Do you like both of these composer's symphonies and which do you prefer between the two?

Also consider the Hymn of Praise (Lobgesang) is not necessarily a symphony, but was listed as a symphony decades after Felix died. So if the choral symphony is holding you back from selecting Mendelssohn over Saint-Saens, don't let it.

Edit FYI: Not considering the string symphonies here.


----------



## realdealblues (Mar 3, 2010)

I love both. Mendelssohn's unfairly neglected 1st symphony is one of my absolute favorites. Absolutely thrilling and riveting! I probably lean towards Mendelssohn but might have to go back and listen to all the Symphonies from both so that they are all fresh in my mind before I vote.


----------



## Pugg (Aug 8, 2014)

I also voted both, depends on the day or week even.


----------



## Sina (Aug 3, 2012)

Well I don't know what's the use of the "neither" options in such poles (because I simply think you either see something in a piece or you don't. If you do, then you like it, and if you don't, it's not the end for that piece it's just you who didn't see anything special for yourself and why would anyone talk about anything he/she doesn't see?! It's the most useless thing for someone to declare his/her dislike for any piece of art in any form).
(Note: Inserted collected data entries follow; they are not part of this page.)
PR #2876, opened 2024-08-29
display request id on unexpected errors

pvighi:
## What does this change?

Display request id on all unexpected errors. Expected errors like 'invalid email or password' should should not display the request id

## Images
Unexpected errors are displayed in 2 different places
in error summaries:
image

in full page errors:
image

## Accessibility


src/client/components/GatewayErrorSummary.tsx
```diff
@@ -0,0 +1,41 @@
...
+				]
+			: props.context;
+
+	const updatedProps = {
+		...props,
+		context: fullContext,
+		message: structuredError?.message,
+		cssOverrides: errorMessageStyles,
+	};
+	return <ErrorSummary {...updatedProps}> </ErrorSummary>;
```
coldlink, line 40: `updatedProps` has no type definition, its preferable to set them directly on the component

```suggestion
	return <ErrorSummary {...props} context={fullContext} message={structuredError?.message} cssOverrides={errorMessageStyles}> </ErrorSummary>;
```

src/client/components/GatewayErrorSummary.tsx
```diff
@@ -0,0 +1,41 @@
...
+	errorContextSpacing,
+	errorMessageStyles,
+} from '@/client/styles/Shared';
+
+export interface GateWayErrorSummaryProps
+	extends Omit<ErrorSummaryProps, 'message' | 'cssOverrides'> {
+	shortRequestId?: string;
+	gatewayError?: GatewayError;
+}
+export default function GatewayErrorSummary(props: GateWayErrorSummaryProps) {
```
coldlink, line 19: In Gateway we generally don't use `default` exports, preferring named exports

```suggestion
export function GatewayErrorSummary(props: GateWayErrorSummaryProps) {
```

or to be even more "Gateway"-like

```suggestion
export const GatewayErrorSummary = (props: GateWayErrorSummaryProps) => {
```

src/client/components/GatewayErrorSummary.stories.tsx
```diff
@@ -0,0 +1,53 @@
...
+const bauError: StructuredGatewayError = {
+	message: 'You entered a field wrong or something',
+	severity: 'BAU',
+};
+
+export const WithStructuredBAUError = () => (
+	<GatewayErrorSummary
+		gatewayError={bauError}
+		context={
+			<p>since this is a BAU error we do not display the request id here</p>
```
coldlink, line 36: These stories probably need to correct styling applied to them

```suggestion
			<p css={[errorContextSpacing, errorContextLastTypeSpacing]}>since this is a BAU error we do not display the request id here</p>
```

src/client/components/GatewayErrorSummary.stories.tsx
```diff
@@ -0,0 +1,53 @@
...
+
+const UnexpectedError: StructuredGatewayError = {
+	message: 'An unexpected error happened unexpectedly',
+	severity: 'UNEXPECTED',
+};
+
+export const WithStructuredUnexpectedError = () => (
+	<GatewayErrorSummary
+		gatewayError={UnexpectedError}
+		context={<p>Since this was not expected we display the request id</p>}
```
coldlink, line 50: And here too

```suggestion
		context={<p css={[errorContextSpacing, errorContextLastTypeSpacing]}>Since this was not expected we display the request id</p>}
```

src/client/components/GatewayErrorSummary.tsx
```diff
@@ -0,0 +1,41 @@
+import React from 'react';
+import {
+	ErrorSummary,
+	ErrorSummaryProps,
+} from '@guardian/source-development-kitchen/react-components';
+
```
coldlink, line 6:
```suggestion
```

src/client/components/GatewayErrorSummary.tsx
coldlink, line 19:
```suggestion
}

export default function GatewayErrorSummary(props: GateWayErrorSummaryProps) {
```

src/client/components/GatewayErrorSummary.tsx
```diff
@@ -0,0 +1,41 @@
...
+export interface GateWayErrorSummaryProps
+	extends Omit<ErrorSummaryProps, 'message' | 'cssOverrides'> {
+	shortRequestId?: string;
+	gatewayError?: GatewayError;
+}
+export default function GatewayErrorSummary(props: GateWayErrorSummaryProps) {
+	const structuredError = asStructuredError(props.gatewayError);
+	const fullContext =
+		props.shortRequestId && structuredError?.severity != 'BAU'
```
coldlink, line 22:
```suggestion
		props.shortRequestId && structuredError?.severity !== 'BAU'
```

src/shared/model/Errors.ts
```diff
@@ -88,3 +88,31 @@ export enum UnsubscribeErrors {
...
+	return error;
+}
+
+// ensures we get a string error message, if the original was a structured error it throws away the rest of the fields
+export function extractMessage(error?: GatewayError): string | undefined {
+	if (typeof error === 'object') {
+		return error.message;
+	}
+	return error;
+}
```
coldlink, line 118: I think it would be easier to check this the other way around, i.e check for a sting first, if it's not a string then it's an object and return the message then.

```suggestion
export function extractMessage(error?: GatewayError): string | undefined {
	if (typeof error === 'string') {
		return error;
	}
	return error.message;
}
```

coldlink (changes requested):

src/shared/model/Errors.ts
pvighi: > I think it would be easier to check this the other way around, i.e check for a sting first, if it's not a string then it's an object and return the message then.
I'm not sure why it's easier to check for string but the only reason I did it this way was because otherwise I have to account for undefined when attempting to return  `error.message`.  I guess I can return `error?.message` instead

coldlink: yeah you'd have to return `error?.message` as `error` might be undefined.

src/server/lib/renderer.tsx
```diff
@@ -140,6 +142,7 @@ export const renderer: <P extends RoutePaths>(
 
 	return `
     <!DOCTYPE html>
+    <!--Request ID: ${clientState.shortRequestId}-->
```
coldlink, line 145: I'd leave a space on either side, so it can't easily be mistake for another tag.
```suggestion
    <!-- Request ID: ${clientState.shortRequestId} -->
```

coldlink (approved):

PR #2877, opened 2024-08-30
Passing query params (ref, refViewId) to subscribe/success

akinsola-guardian:
## What does this change?
This passes the ref, refViewId and listName query parameter to the `/subcribe/success` endpoint. By using the `res.locals.queryParams` in `buildUrlWithQueryParams`

## How to test
This has been tested in CODE in relation to this PR (https://github.com/guardian/identity/pull/2568).


src/server/routes/consentToken.ts
```diff
@@ -26,7 +26,18 @@ router.get(
...
+			return res.redirect(
+				303,
+				buildUrlWithQueryParams(
+					'/subscribe/success',
+					{},
+					{
+						ref: req.query.ref?.toString(),
+						refViewId: req.query.refViewId?.toString(),
+						returnUrl: '',
+					},
```
coldlink, line 38: rather than calling `req.query` directly here, use `res.locals.queryParams`

```suggestion
					res.locals.queryParams,
```

Docs: https://github.com/guardian/gateway/blob/main/docs/development.md#query-params

And info on how to use them server side: https://github.com/guardian/gateway/blob/main/docs/development.md#server

the tl;dr is that we have middleware which parses and checks all query params for us making sure they're all valid, and we make them accessible through the request state `res.locals`, this includes the `ref` and `refViewId` params

coldlink (changes requested):

coldlink (approved):

PR #2881, opened 2024-09-05
Passwordless | `ResetPasswordEmailSentPage` and API refactors

coldlink:
## What does this change?

- Sets up an `ResetPasswordEmailSentPage` component that displays the correct page based on whether we're using passcodes or the legacy link method
  - If we're using passcodes, as defined by `hasStateHandle` variable, then we show the `PasscodeEmailSent` component
    - If the passcode has already been used, then we show the `PasscodeUsed` component
  - If we're not using passcodes, then we show the `EmailSent` component as previously done
- We also move `challengeAuthenticatorSchema` to `shared/schemas.ts` as it's also needed by the `identifyRemediations` type too
- Finally we refactor the `validate<ENDPOINT>Remediation` methods into a single method called `validateRemediation` which takes type generics
  -  Anything that was previously using the full method definition can just use the types instead, e.g. for `validateChallengeAnswerRemediation` it becomes

```ts
export const validateChallengeAnswerRemediation = validateRemediation<
	ChallengeAnswerResponse,
	ChallengeAnswerRemediationNames
>;
```

instead of

```ts
export const validateChallengeAnswerRemediation = (
	challengeAnswerResponse: ChallengeAnswerResponse,
	remediationName: ChallengeAnswerRemediationNames,
) => {
	const hasRemediation = challengeAnswerResponse.remediation.value.some(
		({ name }) => name === remediationName,
	);

	if (!hasRemediation) {
		throw new OAuthError(
			{
				error: 'invalid_request',
				error_description: `Remediation ${remediationName} not found in challenge/answer response`,
			},
			400,
		);
	}
};
```

### DIFF
--- a/src/client/pages/ResetPasswordEmailSentPage.tsx
+++ b/src/client/pages/ResetPasswordEmailSentPage.tsx
@@ -1,0 +1,64 @@
+import React from 'react';
+import useClientState from '@/client/lib/hooks/useClientState';
+import { EmailSent } from '@/client/pages/EmailSent';
+import { PasscodeEmailSent } from '@/client/pages/PasscodeEmailSent';
+import { buildQueryParamsString } from '@/shared/lib/queryParams';
+import { buildUrl } from '@/shared/lib/routeUtils';
+import { PasscodeUsed } from '@/client/pages/PasscodeUsed';
+
+export const ResetPasswordEmailSentPage = () => {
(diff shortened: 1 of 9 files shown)


AshCorr (dismissed):

akinsola-guardian (approved):
LGTM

But since I saw the option I voted.


----------



## AClockworkOrange (May 24, 2012)

I voted for both myself because these are two of my favourite Composers and I regard both of them highly.
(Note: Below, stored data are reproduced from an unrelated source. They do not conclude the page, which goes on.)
PR #2882, opened 2024-09-06
Okta | Use `X-Forwarded-For` header to forward user's IP address

coldlink:
## What does this change?

Okta support IP address forwarding if we're running Okta behind an reverse proxy, which we are with Fastly.

https://developer.okta.com/docs/reference/core-okta-api/#ip-address

We can use the `X-Forwarded-For` header to forward the user's IP address to Okta, which should mean that events in the system log, threat detection (based on ip), and rate limiting, should be specific to the user, rather than generic Fastly IP addresses.

This PR adds the IP address and forwards to Okta where possible.

We may also need to make Gateway's public IP addresses in the allowlist in the [okta's network security settings](https://help.okta.com/okta_help.htm?id=ext_Security_Network) as a trusted proxy to forward the user's original IP address with the `X-Forwarded-For` HTTP header: https://github.com/guardian/identity-platform/pull/761

We've also added the IP address to the routing logs, so we can use this to help debug issues by IP address, and tie the request id to an IP address making debugging easier.

e.g.

`{"ip":"::ffff:127.0.0.1","level":"info","message":"GET, /signin","request_id":"283433f8-d6ed-4a5d-9928-a224ba41a75c"}`

## Tested
- [x] DEV
- [x] CODE


src/server/lib/okta/api/headers.ts
```diff
@@ -1,8 +1,19 @@
 import { getConfiguration } from '@/server/lib/getConfiguration';
 
-export const defaultHeaders = {
-	Accept: 'application/json',
-	'Content-Type': 'application/json',
+export const defaultHeaders = (ip?: string) => {
```
coldlink, line 3: This is the main change for the Okta API side, to convert `defaultHeaders` to a function that takes the `ip`

akinsola-guardian (approved):
LGTM.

My mood may favour one over the other from time to time but objectively I'd rate them roughly equal. Saint-Säens Symphonies tend to be wholly overlooked beyond the Organ Symphony. This latter work is not overrated but the previous Symphonies have so much to offer and and are often unfairly neglected.
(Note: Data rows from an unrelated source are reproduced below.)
PR #2890, opened 2024-09-11
Use AsyncLocalStorage to enrich logs with Request information

AshCorr:
## What does this change?

Uses Node's somewhat newish [`AsyncLocalStorage`](https://nodejs.org/api/async_context.html#class-asynclocalstorage) (its been Stable since Node 16) to make Request and Response information implicitly available to the logger. For those used to the Scala world this is somewhat like the `implicit` keyword, and for those used to the React world this is somewhat similar to [`useContext`](https://www.w3schools.com/react/react_usecontext.asp) hook.

This allows us to attach information about the request to every log message without having to pass parameters such as `request_id` all the way down the call tree.

In addition to logging the `request_id` I've also started logging the the user IP, which was started in https://github.com/guardian/gateway/pull/2882 but only done on the request logger messages.

## How it works

The way this works is that you create a AsyncLocalStorage instance and invoke the `run` function to create a new "store", any code that is ran inside the run function is then able to access said store.

```js
const state = new AsyncLocalStorage<string>();

state.run("Hello World!", () => {
    setTimeout(() => {
        // Logs "Hello World!"
        console.log(state.getStore());
   }, 5000);
});
```

The coolest feature of `AsyncLocalStorage` is that promises that run asynchronously within the `run` context are also able to access the same context. This is great for us as it means we can create a "store" for each request.

As we use Express all we need to do is create a new middleware which instantiates a `AsyncLocalStorage` and calls `run` with the `next` middleware as the target. Since under the hood Express middlewares form a chain of function calls, as long as 1 middleware has access to the store all of the following middlewares will also get access to the same store.

## What we should probably avoid

Using implicit context can quickly make refactoring and testing a nightmare, as functions that use `context` essentially have hidden parameters now that can make their behaviour unpredictable when not used in the correct scope.

Because of this I suggest we only use `context` for paths that are not business critical, for example logging and _potentially_ error pages/messages (@pvighi could be helpful for some of your work?). 

For example, for Okta IP rate limiting we could get the IP from the request context but since this is a business critical path we should probably just pass the IP down the call tree explicitly to make it clear how and where it is being used.

## How to Test

Ran in CODE.

image

## Previous Work

We previously started using AsyncLocalStorage in DCR for logging: https://github.com/guardian/dotcom-rendering/pull/7670

## How to review

The core part of this PR, where the request context is implemented, can be found in https://github.com/guardian/gateway/pull/2890/commits/eef49518f0602ac970c6dd3e9b2bb62cb75445b0

The following commit is mostly just removing `request_id` from the call tree.

### DIFF
--- a/src/server/lib/middleware/requestContext.ts
+++ b/src/server/lib/middleware/requestContext.ts
@@ -1,0 +1,36 @@
+import { NextFunction, Request, Response } from 'express';
+import { AsyncLocalStorage } from 'node:async_hooks';
+
+type LoggerContext = {
+	request: Request;
+	response: Response;
+};
+
+export const requestContext = new AsyncLocalStorage<LoggerContext>();
+
+/**
+ * This middleware handles creating a new context store for each request.
+ *
+ * I recommend only using this store for for logging and debugging,
+ * as relying on it can quickly spiral into hard to refactor and hard to test
+ * spaghetti code.
+ *
+ * @param request - The Request object to be stored in the Store
+ * @param response - The Response object to be stored in the Store
+ * @param next - The next middleware to be called and wrapped in the Stores scope
+ */
+export const requestContextMiddleware = (
+	request: Request,
+	response: Response,
+	next: NextFunction,
+) => {
+	// Express middlewares form a function call chain under the hood, so wrapping one middleware in a Store
+	// will make it available to all subsequent middlewares in the chain.
+	requestContext.run(
+		{
+			request,
+			response,
+		},
+		next,
+	);
+};
--- a/src/server/lib/middleware/requestContext.ts
+++ b/src/server/lib/middleware/requestContext.ts
@@ -1,12 +1,12 @@
 import { NextFunction, Request, Response } from 'express';
 import { AsyncLocalStorage } from 'node:async_hooks';
 
-type LoggerContext = {
-	request: Request;
-	response: Response;
+type RequestContext = {
+	requestId?: string;
+	ip?: string;
 };
 
-export const requestContext = new AsyncLocalStorage<LoggerContext>();
+export const requestContext = new AsyncLocalStorage<RequestContext>();
 
 /**
  * This middleware handles creating a new context store for each request.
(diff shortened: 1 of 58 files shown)


src/server/lib/middleware/requestContext.ts
```diff
@@ -0,0 +1,36 @@
+import { NextFunction, Request, Response } from 'express';
+import { AsyncLocalStorage } from 'node:async_hooks';
+
+type LoggerContext = {
+	request: Request;
+	response: Response;
+};
```
coldlink, line 7: Rather than storing the entire express request and response. I think it's potentially better to limit what's available here, to avoid misuse further down the line.

If this is being used only for logging at the moment, then it should only include what's relevant for that, namely the `requestId` and `ip`, and we can always update if we need to log anything extra.

src/server/lib/middleware/requestContext.ts
```diff
@@ -0,0 +1,36 @@
...
+
+export const requestContext = new AsyncLocalStorage<LoggerContext>();
```
coldlink, line 9: Whats the maximum storage size of an `AsyncLocalStorage`? Does it keep growing for every request? Or is node smart enough to cleanup/garbage collect once the request is over?

Just worried about this filling up potentially over a period of time, and then the instance crashing and restarting because it was out of memory.

src/server/lib/serverSideLogger.ts
```diff
@@ -25,6 +26,22 @@ class ServerSideLogger extends BaseLogger {
...
+		const context = requestContext.getStore();
+
+		const extraFieldsWithContext = {
+			...extraFields,
+			...(context
+				? {
+						in_request_context: true,
+						request_id:
+							context.request.headers?.['x-request-id'] ?? 'no-request-id',
+						ip: context.request.ip ?? 'no-ip',
```
coldlink, line 38: My personal opinion would be for it to be `undefined` or an empty string if the request id or ip doesn't exist. But this is just preference.

src/server/lib/middleware/requestContext.ts
coldlink: The documentation suggests that it is cleared up when the request and hence function chain is over, which is great!

And also this StackOverflow answer: https://stackoverflow.com/a/78392911

src/server/lib/middleware/requestContext.ts
AshCorr: Mm, yea thats probably a good point!

src/server/lib/serverSideLogger.ts
AshCorr: I'm ambivalent! Lets go with the less code way!

coldlink (approved):

coldlink (approved):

I agree with RealDealBlues regarding Mendelssohn's First Symphony, an incredible piece indeed. The Fourth is possibly a shade overrated but it cannot be denied that it is a quality composition. I really enjoy the Third and Fifth Symphonies a great deal too.

So for me, a well earned, closely matched tie. With option for both, I'm taking it.


----------



## SixFootScowl (Oct 17, 2011)

I see a lot of support for Mendelssohn's first symphony. That one stands out for me also as a wonderful symphony, perhaps my favorite of the four/five. But I had to vote for both composers. I like all of it very much.


----------



## SixFootScowl (Oct 17, 2011)

Florestan said:


> Also consider the Hymn of Praise (Lobgesang) is not necessarily a symphony, but was listed as a symphony decades after Felix died. So if the choral symphony is holding you back from selecting Mendelssohn over Saint-Saens, don't let it.


This has been a very helpful thread for me. I had trouble with Lobgesang from the start. It's not that I don't like it but it just does not fit with the other symphonies. Now I can feel okay to remove it from my cycle on my player. I will still listen to it, but separately from the cycle. Note: I almost always listen to full symphony cycles rather than one symphony.


----------



## Pugg (Aug 8, 2014)

Florestan said:


> This has been a very helpful thread for me. I had trouble with Lobgesang from the start. It's not that I don't like it but it just does not fit with the other symphonies. Now I can feel okay to remove it from my cycle on my player. I will still listen to it, but separately from the cycle. Note: I almost always listen to full symphony cycles rather than one symphony.


I never could do that, all in good times.


----------